The modern healthcare industry constantly evolves, enabling groundbreaking advancements in technology and science sub-sectors. Despite these constant changes, Oracle Life Sciences emerges as a standout solution, empowering biotechnology, pharmaceutical, and healthcare organizations to navigate complex challenges and unlock innovations.
Read on to learn more about the Oracle Life Sciences data hub and how our senior-level Oracle consultants can lead your organization to long-term success.
What is Oracle Life Sciences?
Oracle Life Sciences provides technological solutions for biotechnology, medical devices, healthcare, and pharmaceutical companies.
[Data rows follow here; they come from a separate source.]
PR #69646, opened 2026-07-09
Add raise_on_delivery_failure option to ProduceToTopicOperator

TimurRakhmatullin86:
Kafka reports delivery outcomes asynchronously through the producer's delivery callback. Today `ProduceToTopicOperator`'s default callback only *logs* delivery errors, so a message rejected by the broker (e.g. `MSG_SIZE_TOO_LARGE`, unknown topic, ACL denied) is silently lost while the task is still marked successful.

This PR adds an opt-in `raise_on_delivery_failure` parameter (default `False`, fully backwards compatible). When enabled, the operator collects errors passed to the delivery callback and, after the final `flush()` has resolved all outstanding deliveries, fails the task with an `AirflowException` reporting the number of failed messages and the first error. The configured `delivery_callback` is still invoked for every delivery report, so existing custom callbacks keep working unchanged.

New unit tests cover: task failure on delivery error, success path with the flag enabled, unchanged default behaviour, and interaction with a custom `delivery_callback` (all with a mocked producer, no broker required). Existing tests are untouched.

### DIFF
--- a/providers/apache/kafka/src/airflow/providers/apache/kafka/operators/produce.py
+++ b/providers/apache/kafka/src/airflow/providers/apache/kafka/operators/produce.py
@@ -40,6 +40,10 @@ def acked(err, msg):
         )
 
 
+class KafkaMessageDeliveryError(AirflowException):
+    """Raised when one or more messages could not be delivered to Kafka."""
+
+
 class ProduceToTopicOperator(BaseOperator):
     """
     An operator that produces messages to a Kafka topic.
@@ -58,7 +62,14 @@ class ProduceToTopicOperator(BaseOperator):
     :param synchronous: If writes to kafka should be fully synchronous, defaults to True
     :param poll_timeout: How long of a delay should be applied when calling poll after production to kafka,
         defaults to 0
-    :raises AirflowException: _description_
+    :param raise_on_delivery_failure: Kafka reports delivery outcomes asynchronously through the
+        delivery callback, so a message that is rejected by the broker (e.g. too large, unknown
+        topic, insufficient permissions) does not make the task fail by default - the error is only
+        passed to the delivery callback. Set to True to fail the task with an ``AirflowException``
+        when at least one message could not be delivered. Defaults to False to keep backwards
+        compatibility.
+    :raises AirflowException: If ``raise_on_delivery_failure`` is True and at least one message
+        could not be delivered.
 
     .. seealso::
         For more information on how to use this operator, take a look at the guide:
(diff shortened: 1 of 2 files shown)


potiuk:
This is worth having. A message the broker rejects — too large, unknown topic, ACL denied — is currently dropped while the task reports success, and data loss that looks like success is the worst failure mode to leave as the only option.

The implementation reads well. Defaulting to `False` keeps existing Dags untouched, and raising after the final `flush()` is the only correct point, since that is what resolves outstanding deliveries — raising earlier would miss failures still in flight. Wrapping the user's `delivery_callback` rather than replacing it is the detail most likely to go wrong in a change like this, and `test_operator_raise_on_delivery_failure_custom_callback` pins it directly with `_custom_delivery_callback_calls == [error]`. Defining `KafkaMessageDeliveryError` rather than raising `AirflowException` directly is also the right call.

One thing I would like documented before this merges. Enabling the flag changes retry semantics in a way that is not obvious from its name: the task fails *after* part of the batch has already been delivered, so a retry re-produces the whole batch and duplicates every message that succeeded the first time. That is inherent to at-least-once delivery rather than a flaw here, but someone switching on "raise on delivery failure" will not necessarily expect duplicates as the price. A sentence in the `:param raise_on_delivery_failure:` docstring would cover it — something like "On failure the task is retried from the beginning, so messages that were delivered successfully will be produced again."

Minor, take it or leave it: the wrapper collects errors even when the flag is off. It is harmless, since only failures are appended and a run with many of those has larger problems, but the collection serves no purpose in that path.

Separately — this branch has drifted a long way behind `main` (608 commits) and is now conflicting, so it will need a rebase before it can merge regardless of the above.

---

TimurRakhmatullin86:
Thanks @potiuk — addressed all three:

- **Docstring.** Added the retry/duplicate note to `:param raise_on_delivery_failure:`, close to your wording: *"Because the task fails after the batch has already been partially produced, a retry re-produces the whole batch, so messages that were delivered successfully the first time will be produced again."*
- **The minor one, taken.** The wrapper now only collects errors when the flag is set (`if err is not None and self.raise_on_delivery_failure`), so nothing is accumulated on the default path.
- **Rebased** onto `main` (was ~1093 behind). The only conflicts were in the test file — the imports and the new test block — resolved to keep both your `test_execute_rejects_empty_rendered_topic` and these tests. The rebase also picked up the fix to the pre-existing `:raises AirflowException: _description_` placeholder in the docstring.

Force-pushed.

TimurRakhmatullin86:
Friendly ping — is there anything else needed on this PR? Happy to make adjustments.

These solutions streamline the following processes to improve patient outcomes:
- Clinical trials
- Drug discovery
- Clinical development
- Regulatory compliance
- Post-market surveillance
- Pharmacovigilance
Oracle Life Sciences can streamline safety case management, unify clinical trial data, gather real-world confirmation from specific data sets, and steer brand strategy using commercial insights.
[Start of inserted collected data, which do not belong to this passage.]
PR #69666, opened 2026-07-09
Fix ExternalTaskSensor log timezone

### LINKED ISSUE #69657: ExternalTaskSensor poke log shows logical_date in UTC despite configured timezone

Airflow Core

### Apache Airflow version

3.1.8

When `ExternalTaskSensor` logs its poke message, the datetime shown after `on` is serialized directly with `datetime.isoformat()`.

```shell
Poking for DAG 'example_external_dag' on 2026-07-06T21:00:00+00:00 ...
``` 

In deployments configured with a non-UTC timezone, such as AIRFLOW__CORE__DEFAULT_TIMEZONE=Asia/Seoul, this can be confusing because task log timestamps may be shown in the configured/local timezone while the ExternalTaskSensor poke message still displays the external logical date in UTC.

**Current code path**
```python
def _serialize_dttm_filter(dttm_filter):
    return ",".join(dt.isoformat() for dt in dttm_filter)
``` 

**Steps to reproduce**
Configure Airflow with a non-UTC default timezone, for example Asia/Seoul.
Create a Dag with an ExternalTaskSensor waiting for another Dag.
Run the sensor task.
Observe the poke log message.

The poke log should make the timezone easier to understand, ideally by formatting the datetime consistently with Airflow's configured timezone or by otherwise making clear that the value is the external Dag run `logical_date`.

This would reduce confusion when operators compare the sensor poke log with Airflow UI timestamps or local operational time.

### Operating System

_No response_

### Deployment

None

_No response_

_No response_

Not Applicable

### Kubernetes Version

_No response_

### Helm Chart configuration

_No response_

_No response_

### Anything else?

_No response_

### Code of Conduct

reachsrinivaschennupati-tech:
## Summary

Make `ExternalTaskSensor` poke logs display external logical dates in Airflow's configured timezone.

## Problem

`ExternalTaskSensor` logs currently serialize the external logical date directly from the stored filter value. This can make poke logs harder to read in deployments where Airflow is configured with a non-UTC timezone.

## Solution

- Add a log-only serializer that converts external logical dates to `settings.TIMEZONE`.
- Use the timezone-adjusted value in poke log messages for DAG, task group, and task checks.
- Keep `external_dates_filter` unchanged so listeners and integrations continue to receive the original serialized logical date.
- Added focused unit coverage for configured-timezone log serialization.

## Validation
- Added focused unit coverage for `ExternalTaskSensor._serialize_dttm_filter_for_log`.

closes: #69657

### DIFF
--- a/providers/standard/src/airflow/providers/standard/sensors/external_task.py
+++ b/providers/standard/src/airflow/providers/standard/sensors/external_task.py
@@ -23,6 +23,7 @@ import warnings
 from collections.abc import Callable, Collection, Iterable, Sequence
 from typing import TYPE_CHECKING, ClassVar
 
+import pendulum
 from airflow.exceptions import AirflowProviderDeprecationWarning
 from airflow.models.dag import DagModel
 from airflow.providers.common.compat.sdk import (
@@ -30,6 +31,7 @@ from airflow.providers.common.compat.sdk import (
     BaseOperatorLink,
     BaseSensorOperator,
     conf,
+    timezone,
 )
 from airflow.providers.standard.exceptions import (
     DuplicateStateError,
@@ -311,6 +313,26 @@ class ExternalTaskSensor(BaseSensorOperator):
     def _serialize_dttm_filter(dttm_filter: Sequence[datetime.datetime]) -> str:
         return ",".join(dt.isoformat() for dt in dttm_filter)
 
+    @staticmethod
+    def _get_default_timezone() -> datetime.tzinfo:
+        default_timezone = conf.get_mandatory_value("core", "default_timezone")
+        if default_timezone == "system":
+            return datetime.datetime.now().astimezone().tzinfo or datetime.timezone.utc
+        return pendulum.timezone(default_timezone)
+
+    @classmethod
+    def _serialize_dttm_filter_for_log(cls, dttm_filter: Sequence[datetime.datetime]) -> str:
+        default_timezone = cls._get_default_timezone()
+        formatted_dates = []
+        for dt in dttm_filter:
+            serialized_dt = dt.isoformat()
+            default_timezone_dt = timezone.coerce_datetime(dt).astimezone(default_timezone).isoformat()
+            if serialized_dt == default_timezone_dt:
+                formatted_dates.append(serialized_dt)
+            else:
+                formatted_dates.append(f"{serialized_dt} (default timezone: {default_timezone_dt})")
+        return ",".join(formatted_dates)
+
     def poke(self, context: Context) -> bool:
         # delay check to poke rather than __init__ in case it was supplied as XComArgs
         if self.external_task_ids and len(self.external_task_ids) > len(set(self.external_task_ids)):
@@ -318,6 +340,7 @@ class ExternalTaskSensor(BaseSensorOperator):
 
         dttm_filter = self._get_dttm_filter(context)
         serialized_dttm_filter = self._serialize_dttm_filter(dttm_filter)
+        log_dttm_filter = self._serialize_dttm_filter_for_log(dttm_filter)
         # Save as attribute - to be used by listeners
         self.external_dates_filter = serialized_dttm_filter
 
@@ -326,7 +349,7 @@ class ExternalTaskSensor(BaseSensorOperator):
                 "Poking for tasks %s in dag %s on %s ... ",
                 self.external_task_ids,
                 self.external_dag_id,
-                serialized_dttm_filter,
+                log_dttm_filter,
             )
 
         if self.external_task_group_id:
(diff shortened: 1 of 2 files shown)


reachsrinivaschennupati-tech:
Hi maintainers, this PR is ready for review when you have a chance.

The change is intentionally log-only: `ExternalTaskSensor` keeps the original `external_dates_filter` behavior for listeners/integrations, while poke log messages serialize the external logical date in Airflow's configured timezone for readability.

Validation noted in the PR:
- Focused unit coverage for `ExternalTaskSensor._serialize_dttm_filter_for_log`.

Happy to adjust naming or test placement if there is a preferred provider-standard convention.

reachsrinivaschennupati-tech:
Hi Maintainers, this PR is ready for review when you have a chance, please review and trigger the CI workflow.

dhkim1920:
Thanks for working on this.

I had also started looking into a fix for #69657 and noticed two details that may be worth considering before review:

1. It may be clearer to retain the original external `logical_date` representation in the poke log and show the configured-timezone rendering alongside it, rather than replacing the logged value entirely.

This would preserve the canonical value for correlation and debugging while still making the configured local time immediately readable.

For example:

```text
Poking for DAG 'example_external_dag' on logical_date 2026-07-06T21:00:00+00:00 (default timezone: 2026-07-07T06:00:00+09:00) ...
```

2. The new test is currently located in `TestExternalTaskSensorV2`, which is skipped when running against Airflow 3. It would be useful to add equivalent coverage to the Airflow 3 test path so that the changed poke log is exercised on the version targeted by this PR.
```python
# tests\unit\standard\sensors\test_external_task_sensor.py TestExternalTaskSensorV2: line 135
@pytest.mark.skipif(AIRFLOW_V_3_0_PLUS, reason="Different test for v3.0+")
``` 

I have a local branch implementing this approach, but I would prefer not to open a near-duplicate PR unless the maintainers would like to evaluate it separately.

reachsrinivaschennupati-tech:
@dhkim1920 Thanks for your suggestions, I have added your recommended changes into this PR.

reachsrinivaschennupati-tech:
Hi Maintainers,

All requested changes and The CI checks have completed successfully.

This PR is now ready for final review and merge. When you have a chance, could you please review it?

Thank you!

reachsrinivaschennupati-tech:
Hi @rozza @potiuk @imbaczek  can you please review this PR.

potiuk (commented):
Thanks — the UX problem is real. The sensor logs the filter in UTC while operators think in their configured timezone, and adding the local rendering alongside rather than replacing it is the right call: `serialized_dttm_filter` still feeds `external_dates_filter` for listeners, so only the human-facing log changes. Suppressing the suffix when the two representations are identical is a nice touch.

Two things before this can land.

**It needs a rebase** — the branch is ~421 commits behind `main` and currently conflicts.

**The `from airflow import settings` import is worth a second look.** `providers/standard` has to work across the supported Airflow range, and `airflow.settings` is core internals rather than a stable provider-facing surface. I checked: other providers do import it, but they're all core-coupled ones — `fab`, `edge3` migrations and db modules, `celery`'s CLI — not a cross-version operator/sensor package. And `providers/common/compat/sdk` doesn't re-export `settings` or `TIMEZONE`, even though this same import statement pulls `timezone` from there, so the file ends up straddling both conventions.

Could you confirm `settings.TIMEZONE` is stable across the Airflow versions `standard` supports? If it isn't guaranteed, routing it through the compat layer (or reading the `core.default_timezone` config via the `conf` you already import) would be safer.

One small thing: both new tests are named `test_external_dag_sensor_log_uses_configured_timezone`. They're in different classes so there's no collision, but identical names make failures ambiguous in output. The first — calling `_serialize_dttm_filter_for_log` directly — is the stronger of the two, since it tests the formatting logic without depending on log capture.

---

reachsrinivaschennupati-tech:
@potiuk Thank you for the review. I rebased the branch onto current main and updated the timezone handling so the standard provider no longer imports airflow.settings.

The log formatter now reads core.default_timezone through the existing compat conf import, while keeping the original serialized logical date unchanged for external_dates_filter and listener/integration behavior. I also kept the configured-timezone suffix only for the human-facing log message.

I also cleaned up the tests: the direct formatter test is now outside the Airflow 2-only skipped class, and the Airflow 3 poke-log test has a distinct name so failures are easier to identify.

reachsrinivaschennupati-tech:
Thanks again for the review. I cleaned up the branch history and rebased it onto the latest main, so the conflict/merge commit is gone now.

The PR now has a single commit with the provider-safe timezone handling and the clearer test names. Local checks I ran after the rebase: \ and \.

Oracle Life Sciences produces software services and products to help life sciences companies improve operational efficiency, effectively manage data, improve development and delivery efficiency for new medical and therapeutic products, and ensure regulatory compliance.
These solutions usually include tools for:
- Clinical trial management
- Safety reporting
- Electronic data capture (EDC)
- Real-world evidence generation
- Clinical data management
- Risk management
- Regulatory submissions
Oracle Life Sciences Solutions
Let’s take a look at the key capabilities of Oracle’s Life Sciences solutions:
Preclinical and early-phase planning support
Include patient voices in clinical trial design
Strengthen clinical trial procedures and improve regulatory impact by using patients’ real-world experiences and historical EHR data in designing new trials.
Provide reliable clinical trial planning budgets and predictions
Produce accurate, timely, and realistic forecasts based on industry standards and reduce trial planning time by 80%.
Evaluate opportunities with consistent epidemiology data
Gain a comprehensive view of disease distribution, incidence, and control.
Understand the history of diseases
Utilize a cohort study or patient registry to better understand and analyze disease progression, subpoints, and endpoints.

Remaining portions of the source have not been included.